It's no secret I like Python and Sage a lot. Today, I had the pleasure of working with Sage again: as a school assignment, I was required to show the calculations that prove that the value of the Rijndael S-box in row 2, column d, was indeed d8. While I am able to invert a polynome of this size by hand (let alone apply an affine transformation), I see no reason to do it, as a suitable tool is available.

So, here we go, the Rijndael S-box in Sage:

F.<y> = GF(2, name='y')[]

K.<x> = GF(2**8, name='x', modulus=y^8 + y^4 + y^3 + y + 1)

bin_digits = lambda h: [((int(str(h), 16))//(2^i)) % 2

for i in range(3, -1, -1)]

bin_poly = lambda n : sum([b * x^(3-i)

for i,b in enumerate(bin_digits(n))])

b1 = 2

b2 = 'd'

s = x^4 * bin_poly(b1) + bin_poly(b2)

p = (1/s).polynomial().coeffs()

p.reverse()

b = [0]*(8 - len(p)) + p

b.reverse()

c = [1,1,0,0,0,1,1,0]

d = [int((b[i] + b[(i + 4) % 8] + b[(i + 5) % 8] +

b[(i + 6) % 8] + b[(i + 7) % 8] + c[i]).n()) % 2

for i in range(8)]

d.reverse()

s1 = sum([d[i] * 2^(3-i) for i in range(4)])

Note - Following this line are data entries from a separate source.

PR #219, opened 2021-11-17
O3-909

FlorianRappl:
## Requirements

## Summary

This is based on the [sample repository I created on GitHub](https://github.com/FlorianRappl/module-federation-with-systemjs-importmap). It implements using Webpack Module Federation for sharing dependencies.

## Related Issue

[O3-909](https://issues.openmrs.org/browse/O3-909)

## Other

We also should adopt this change to the existing modules. Right now the solution is backwards-compatible, but ideally I'd like to throw out that layer.


manuelroemer (approved):
Looks awesome! 🚀 Also, +1 on eventually removing the backwards compatibility layer if this is integrated.

brandones (approved):
Looks great. Thank you @FlorianRappl !

brandones:
What will we need to change in order to remove the backwards-compatibility layer?

FlorianRappl:
> What will we need to change in order to remove the backwards compatibility layer?

Well, not much - the MFs just need to be rebuild / republished using the updated tooling.

Old way:

- using `external`
- rely on System.import for resolving shared dependencies
- root module exports the same things as the src/index.ts (e.g., setupOpenMRS function)

New way:

- using `shared` of the Webpack Module Federation (WMF) plugin
- rely on the container / shared chunks from WMF
- root module is a container having `init` and `get` function - `get` is required to obtain the shared "app" module (exports src/index.ts)

Right now the loading takes care of these differences, but ideally only the new way is considered.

s2 = sum([d[i+4] * 2^(3-i) for i in range(4)])

print hex(s1), hex(s2)

I admit: the above is code, not calculations, but I did the calculations in class and worked hard on the code. My main problem was the bit order. Nowhere in the original publication did it say to reverse the bytes. Adding all the reverses was a moment of desperation, and imagine my surprise when it worked. I wonder how much credit that solution will get me.

A great Friday night it was.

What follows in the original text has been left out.